In the entries below, which lines run from the one containing "-76,14 +89,18 @@ import java.security.KeyPairGenerator;" to the one containing "final String OPTIONS_DESCRIBE_JS"? Copy exactly those lines, ends included, and no others.

____________________

PR #1273, opened 2018-05-18
DRILL-6426: Refactor TestFunctionsWithTypeExpoQueries test to be independent on limit 0 optimization option

arina-ielchiieva:


arina-ielchiieva:
@vvysotskyi please review.

vvysotskyi:
It is fine to make these tests independent of the default value of limit 0 optimization option.
LGTM, +1

PR #1274, opened 2018-05-18
DRILL-6424: Updating FasterXML Jackson libraries

vdiravka:
* all jackson libraries are updated to the latest version
* using of old jackson library by hive-exec-shaded for mapr profile is removed
* redundant Sequence class is removed


arina-ielchiieva:
@vdiravka why you need to remove sequence class, how it affected lib version upgrade?

vdiravka:
@arina-ielchiieva It is necessary to resolve conflicts there with a new Jackson API. But this class is deprecated and nowhere used.
I have tried to submit old logical plan with `sequence` and it was failed, since the LogicalPlan has newer structure to be deserialized by Jackson. Therefore no need to keep this class anymore.

arina-ielchiieva:
Looks good, thanks for the upgrade.

PR #1275, opened 2018-05-18
DRILL-6321: Lateral Join and Unnest - star column prefix

chunhui-shi:
* Add prefix to unnest's star column
  * add tests for output column verification


exec/java-exec/src/test/java/org/apache/drill/exec/physical/impl/lateraljoin/TestLateralPlans.java
```diff
@@ -90,8 +90,50 @@ public void testLateralSqlPlainCol() throws Exception {
...
   @Test
   public void testLateralSqlStar() throws Exception {
-    String Sql = "select * from cp.`lateraljoin/nested-customer.json` t, unnest(t.orders) t2 limit 1";
-    test(Sql);
+    String Sql = "select * from cp.`lateraljoin/nested-customer.json` t, unnest(t.orders) t2 limit 0";
+
+    testBuilder()
+            .unOrdered()
+            .sqlQuery(Sql)
+            .baselineColumns("c_name", "c_id", "c_phone", "orders", "c_address", "o_id", "o_shop", "o_amount", "items")
```
amansinha100: I think this set of columns is not right.  The UNNEST should produce only the top level column since that's what the  planner knows about.  De-constructing the underlying map in the data means that we will not be able to specify a column alias for the unnest output:  e.g   UNNEST(t.orders) as t2(o).

chunhui-shi: The set of columns returned from UNNEST is another issue. And can be changed later if really needed. This fix is mainly about star case.

vdiravka:
[DRILL-6321](https://issues.apache.org/jira/browse/DRILL-6321) is marked as resolved with 1.14 Drill version. But it involves several PRs.
@chunhui-shi What is the purpose of that? Do we need reopen it or to open a new one for this PR?

PR #536, opened 2016-06-28
DRILL-4699: Add description column to sys.options table

sudheeshkatkam:
- Add new constructor for each validator in TypeValidators with
  description field; deprecate old constructors
- Add descriptions for some validators

PR #1279, opened 2018-05-20
DRILL-5735: UI options grouping and filtering & Metrics hints

kkhatua:
(Note: DRILL-4699 is also resolved in this)
Additional details, like the description is provided as well in a JScript lookup map. This helps reduce the need for the server to constantly recreate the entire page with the description details, as the client browser can fill in these details.
Developers will be expected to update the description as old/new options are introduced or deprecated.

### DIFF
--- a/exec/java-exec/src/main/java/org/apache/drill/exec/server/rest/WebServer.java
+++ b/exec/java-exec/src/main/java/org/apache/drill/exec/server/rest/WebServer.java
@@ -20,7 +20,12 @@ package org.apache.drill.exec.server.rest;
 import com.codahale.metrics.MetricRegistry;
 import com.codahale.metrics.servlets.MetricsServlet;
 import com.codahale.metrics.servlets.ThreadDumpServlet;
+import org.apache.drill.shaded.guava.com.google.common.collect.Lists;
+import org.apache.drill.shaded.guava.com.google.common.io.Files;
+
+import org.apache.commons.io.FileUtils;
 import org.apache.commons.lang3.RandomStringUtils;
+import org.apache.commons.lang3.StringEscapeUtils;
 import org.apache.commons.lang3.StringUtils;
 import org.apache.drill.common.config.DrillConfig;
 import org.apache.drill.common.exceptions.DrillException;
@@ -29,6 +34,10 @@ import org.apache.drill.exec.ssl.SSLConfig;
 import org.apache.drill.exec.exception.DrillbitStartupException;
 import org.apache.drill.exec.server.BootStrapContext;
 import org.apache.drill.exec.server.Drillbit;
+import org.apache.drill.exec.server.options.OptionList;
+import org.apache.drill.exec.server.options.OptionManager;
+import org.apache.drill.exec.server.options.OptionValidator.OptionDescription;
+import org.apache.drill.exec.server.options.OptionValue;
 import org.apache.drill.exec.server.rest.auth.DrillErrorHandler;
 import org.apache.drill.exec.server.rest.auth.DrillHttpSecurityHandlerProvider;
 import org.apache.drill.exec.ssl.SSLConfigBuilder;
@@ -68,7 +77,11 @@ import javax.servlet.DispatcherType;
 import javax.servlet.http.HttpSession;
 import javax.servlet.http.HttpSessionEvent;
 import javax.servlet.http.HttpSessionListener;
+import java.io.BufferedWriter;
+import java.io.File;
+import java.io.FileWriter;
 import java.io.IOException;
+import java.io.InputStream;
 import java.math.BigInteger;
 import java.net.BindException;
 import java.security.KeyPair;
@@ -76,14 +89,18 @@ import java.security.KeyPairGenerator;
 import java.security.KeyStore;
 import java.security.SecureRandom;
 import java.security.cert.X509Certificate;
+import java.util.Collections;
 import java.util.Date;
 import java.util.EnumSet;
+import java.util.List;
 
 /**
  * Wrapper class around jetty based webserver.
  */
 public class WebServer implements AutoCloseable {
   private static final org.slf4j.Logger logger = org.slf4j.LoggerFactory.getLogger(WebServer.class);
+  private static final String OPTIONS_DESCRIBE_JS = "options.describe.js";
+  private static final String OPTIONS_DESCRIBE_TEMPLATE_JS = "options.describe.template.js";
 
   private static final int PORT_HUNT_TRIES = 100;
   private static final String BASE_STATIC_PATH = "/rest/static/";
@@ -95,6 +112,22 @@ public class WebServer implements AutoCloseable {
   private final Drillbit drillbit;
 
   private Server embeddedJetty;
+
+  private File tmpJavaScriptDir;
+
+  public File getTmpJavaScriptDir() {
+    if (tmpJavaScriptDir == null) {
+      tmpJavaScriptDir = Files.createTempDir();
+      tmpJavaScriptDir.deleteOnExit();
+      //Perform All auto generated files at this point
+      try {
+        generateOptionsDescriptionJSFile();
+      } catch (IOException e) {
+        logger.error("Unable to create temp dir for JavaScripts. {}", e);
+      }
+    }
+    return tmpJavaScriptDir;
+  }
 
   /**
    * Create Jetty based web server.
@@ -194,6 +227,16 @@ public class WebServer implements AutoCloseable {
     staticHolder.setInitParameter("dirAllowed", "false");
     staticHolder.setInitParameter("pathInfoOnly", "true");
     servletContextHandler.addServlet(staticHolder, "/static/*");
+
+    //Add Local path resource (This will allow access to dynamically created files like JavaScript)
+    final ServletHolder dynamicHolder = new ServletHolder("dynamic", DefaultServlet.class);
+    //Skip if unable to get a temp directory (e.g. during Unit tests)
+    if (getTmpJavaScriptDir() != null) {
+      dynamicHolder.setInitParameter("resourceBase", getTmpJavaScriptDir().getAbsolutePath());
+      dynamicHolder.setInitParameter("dirAllowed", "true");
+      dynamicHolder.setInitParameter("pathInfoOnly", "true");
+      servletContextHandler.addServlet(dynamicHolder, "/dynamic/*");
+    }
 
     if (authEnabled) {
       //DrillSecurityHandler is used to support SPNEGO and FORM authentication together
@@ -408,6 +451,48 @@ public class WebServer implements AutoCloseable {
   public void close() throws Exception {
     if (embeddedJetty != null) {
       embeddedJetty.stop();
+    }
+    //Deleting temp directory
+    FileUtils.deleteDirectory(getTmpJavaScriptDir());
+  }
+
+  private static final String FILE_CONTENT_FOOTER = "};";
+
+  //Generate Options Description JavaScript
+  private void generateOptionsDescriptionJSFile() throws IOException {
+    //Obtain list of Options & their descriptions
+    OptionManager optionManager = this.drillbit.getContext().getOptionManager();
+    OptionList publicOptions = optionManager.getPublicOptionList();
+    List<OptionValue> options = Lists.newArrayList(publicOptions);
+    Collections.sort(options);
+    int numLeftToWrite = options.size();
+
+    //Template source Javascript file
+    InputStream optionsDescripTemplateStream = Resource.newClassPathResource(OPTIONS_DESCRIBE_TEMPLATE_JS).getInputStream();
+    //Generated file
+    File optionsDescriptionFile = new File(getTmpJavaScriptDir(), OPTIONS_DESCRIBE_JS);
+    optionsDescriptionFile.deleteOnExit();
+    //Create a copy of a template and write with that!
+    java.nio.file.Files.copy(optionsDescripTemplateStream, optionsDescriptionFile.toPath());
+    logger.info("Will write {} descriptions to {}", numLeftToWrite, optionsDescriptionFile.getAbsolutePath());
+
+    try (BufferedWriter writer = new BufferedWriter(new FileWriter(optionsDescriptionFile, true))) {
+      //Iterate through options
+      for (OptionValue option : options) {
+        numLeftToWrite--;
+        String optionName = option.getName();
+        OptionDescription optionDescription = optionManager.getOptionDefinition(optionName).getValidator().getOptionDescription();
+        if (optionDescription != null) {
+          //Note: We don't need to worry about short descriptions for WebUI, since they will never be explicitly accessed from the map
+          writer.append("  \"").append(optionName).append("\" : \"")
+          .append(StringEscapeUtils.escapeEcmaScript(optionDescription.getDescription()))
+          .append( numLeftToWrite > 0 ? "\"," : "\"");
+          writer.newLine();
+        }
+      }
+      writer.append(FILE_CONTENT_FOOTER);
+      writer.newLine();
+      writer.flush();
     }
   }
 }
--- a/exec/java-exec/src/main/java/org/apache/drill/exec/store/sys/ExtendedOptionIterator.java
+++ b/exec/java-exec/src/main/java/org/apache/drill/exec/store/sys/ExtendedOptionIterator.java
@@ -27,6 +27,8 @@ import java.util.Map;
 import org.apache.drill.exec.ops.FragmentContext;
 import org.apache.drill.exec.server.options.OptionManager;
 import org.apache.drill.exec.server.options.OptionValue;
+import org.apache.drill.exec.server.options.OptionValidator.OptionDescription;
+import org.apache.drill.exec.server.options.OptionValue.AccessibleScopes;
 import org.apache.drill.exec.server.options.OptionValue.Kind;
 import org.apache.drill.exec.server.options.OptionValue.OptionScope;
 import org.apache.drill.exec.store.pojo.NonNullable;
@@ -53,14 +55,26 @@ import org.apache.drill.shaded.guava.com.google.common.collect.Lists;
  *  only the value set at SESSION level.
  */
 public class ExtendedOptionIterator implements Iterator<Object> {
-//  private static final org.slf4j.Logger logger = org.slf4j.LoggerFactory.getLogger(OptionIterator.class);
+  //private static final org.slf4j.Logger logger = org.slf4j.LoggerFactory.getLogger(ExtendedOptionIterator.class);
 
   private final OptionManager fragmentOptions;
   private final Iterator<OptionValue> mergedOptions;
+  private Map<OptionValue.Kind, String> typeMapping;
+  private Map<OptionScope, Integer> preference;
+  private static final int SHORT_DESCRIP_MAX_SIZE = 110;
 
   public ExtendedOptionIterator(FragmentContext context, boolean internal) {
     fragmentOptions = context.getOptions();
-    final Iterator<OptionValue> optionList;
+    preference = new HashMap<OptionScope, Integer>();
+    preference.put(OptionScope.SESSION, 0);
+    preference.put(OptionScope.SYSTEM, 1);
+    preference.put(OptionScope.BOOT, 2);
+
+    typeMapping = new HashMap<Kind, String>();
+    typeMapping.put(Kind.STRING, "VARCHAR");
+    typeMapping.put(Kind.DOUBLE, "FLOAT");
+    typeMapping.put(Kind.LONG, "BIGINT");
+    typeMapping.put(Kind.BOOLEAN, "BIT");
 
     if (!internal) {
       mergedOptions = sortOptions(fragmentOptions.getPublicOptionList().iterator());
@@ -76,11 +90,6 @@ public class ExtendedOptionIterator implements Iterator<Object> {
   public Iterator<OptionValue> sortOptions(Iterator<OptionValue> options) {
     List<OptionValue> optionslist = Lists.newArrayList(options);
     HashMap<String, OptionValue> optionsmap = new HashMap<>();
-    final Map<OptionScope, Integer> preference = new HashMap<OptionScope, Integer>() {{
-      put(OptionScope.SESSION, 0);
-      put(OptionScope.SYSTEM, 1);
-      put(OptionScope.BOOT, 2);
-    }};
 
     for (OptionValue option : optionslist) {
       if (optionsmap.containsKey(option.getName())) {
@@ -116,14 +125,17 @@ public class ExtendedOptionIterator implements Iterator<Object> {
   @Override
   public ExtendedOptionValueWrapper next() {
     final OptionValue value = mergedOptions.next();
-    final HashMap<OptionValue.Kind,String> typeMapping = new HashMap() {{
-      put(Kind.STRING,"VARCHAR");
-      put(Kind.DOUBLE,"FLOAT");
-      put(Kind.LONG,"BIGINT");
-      put(Kind.BOOLEAN,"BIT");
 
-    }};
-    return new ExtendedOptionValueWrapper(value.name, typeMapping.get(value.kind), value.accessibleScopes,value.getValue().toString(), value.scope);
+    final Status status;
+    if (value.accessibleScopes == AccessibleScopes.BOOT) {
+      status = Status.BOOT;
+    } else {
+      final OptionValue def = fragmentOptions.getDefault(value.name);
+      status = (value.equalsIgnoreType(def) ? Status.DEFAULT : Status.CHANGED);
+    }
+
+    return new ExtendedOptionValueWrapper(value.name, typeMapping.get(value.kind), value.accessibleScopes,value.getValue().toString(), status, value.scope,
+        getShortDescription(value.name));
   }
 
   public enum Status {
@@ -134,7 +146,6 @@ public class ExtendedOptionIterator implements Iterator<Object> {
    * Wrapper class for Extended Option Value
    */
   public static class ExtendedOptionValueWrapper {
-
     @NonNullable
     public final String name;
     @NonNullable
@@ -142,17 +153,39 @@ public class ExtendedOptionIterator implements Iterator<Object> {
     @NonNullable
     public final OptionValue.AccessibleScopes accessibleScopes;
     public final String val;
+    public final Status status;
     @NonNullable
     public final OptionScope optionScope;
+    public final String description;
 
-
-    public ExtendedOptionValueWrapper(final String name, final String kind, final OptionValue.AccessibleScopes type, final String value, final OptionScope scope) {
+    public ExtendedOptionValueWrapper(final String name, final String kind, final OptionValue.AccessibleScopes type, final String value, final Status status, final OptionScope scope,
+        final String description) {
       this.name = name;
       this.kind = kind;
       this.accessibleScopes = type;
       this.val = value;
+      this.status = status;
       this.optionScope = scope;
+      this.description = description;
     }
+  }
+
+  //Extract a limited length from the original description if not available
+  private String getShortDescription(String name) {
+    OptionDescription optionDescription = fragmentOptions.getOptionDefinition(name).getValidator().getOptionDescription();
+    if (optionDescription == null) {
+      return "";
+    }
+    String description = null;
+    if (optionDescription.hasShortDescription()) {
+      description = optionDescription.getShortDescription();
+    } else {
+      description = optionDescription.getDescription();
+      if (description.length() > SHORT_DESCRIP_MAX_SIZE) {
+        return description.substring(0, SHORT_DESCRIP_MAX_SIZE-3).concat("..."); //Append ellipsis (trailing dots)
+      }
+    }
+    return description;
   }
 
   @Override
--- a/exec/java-exec/src/main/java/org/apache/drill/exec/store/sys/SystemTable.java
+++ b/exec/java-exec/src/main/java/org/apache/drill/exec/store/sys/SystemTable.java
@@ -140,6 +140,4 @@ public enum SystemTable {
   public Class<?> getPojoClass() {
     return pojoClass;
   }
-
-
 }
--- a/exec/java-exec/src/main/java/org/apache/drill/exec/ExecConstants.java
+++ b/exec/java-exec/src/main/java/org/apache/drill/exec/ExecConstants.java
@@ -21,6 +21,7 @@ import org.apache.drill.common.config.DrillConfig;
 import org.apache.drill.exec.physical.impl.common.HashTable;
 import org.apache.drill.exec.rpc.user.InboundImpersonationManager;
 import org.apache.drill.exec.server.options.OptionValidator;
+import org.apache.drill.exec.server.options.OptionValidator.OptionDescription;
 import org.apache.drill.exec.server.options.TypeValidators.IntegerValidator;
 import org.apache.drill.exec.server.options.TypeValidators.BooleanValidator;
 import org.apache.drill.exec.server.options.TypeValidators.DoubleValidator;
@@ -63,7 +64,7 @@ public final class ExecConstants {
   public static final String BIT_SERVER_RPC_THREADS = "drill.exec.rpc.bit.server.threads";
   public static final String USER_SERVER_RPC_THREADS = "drill.exec.rpc.user.server.threads";
   public static final String FRAG_RUNNER_RPC_TIMEOUT = "drill.exec.rpc.fragrunner.timeout";
-  public static final PositiveLongValidator FRAG_RUNNER_RPC_TIMEOUT_VALIDATOR = new PositiveLongValidator(FRAG_RUNNER_RPC_TIMEOUT, Long.MAX_VALUE);
+  public static final PositiveLongValidator FRAG_RUNNER_RPC_TIMEOUT_VALIDATOR = new PositiveLongValidator(FRAG_RUNNER_RPC_TIMEOUT, Long.MAX_VALUE, null);
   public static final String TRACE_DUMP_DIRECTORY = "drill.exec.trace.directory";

____________________

# Expected answer:
@@ -76,14 +89,18 @@ import java.security.KeyPairGenerator;
 import java.security.KeyStore;
 import java.security.SecureRandom;
 import java.security.cert.X509Certificate;
+import java.util.Collections;
 import java.util.Date;
 import java.util.EnumSet;
+import java.util.List;
 
 /**
  * Wrapper class around jetty based webserver.
  */
 public class WebServer implements AutoCloseable {
   private static final org.slf4j.Logger logger = org.slf4j.LoggerFactory.getLogger(WebServer.class);
+  private static final String OPTIONS_DESCRIBE_JS = "options.describe.js";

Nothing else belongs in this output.